-- What is needed --
For the word "data", find each line in the entries where it occurs and copy that line.

-- Stored records --
----------------------------------------
PR #468, opened 2024-06-12
Add version to timestamp file

hanahmily:
### Fix querying old data points 

A version column is introduced to each data point and stored in the timestamp file.

Even the file format is changed, the banyandb server has the capability to operate the previous files.

- [x] If this pull request closes/resolves/fixes an existing issue, replace the issue number. Fixes apache/skywalking#12302.


wu-sheng (approved):

hanahmily:
Noop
----------------------------------------
-- Written solution --
### Fix querying old data points 
A version column is introduced to each data point and stored in the timestamp file.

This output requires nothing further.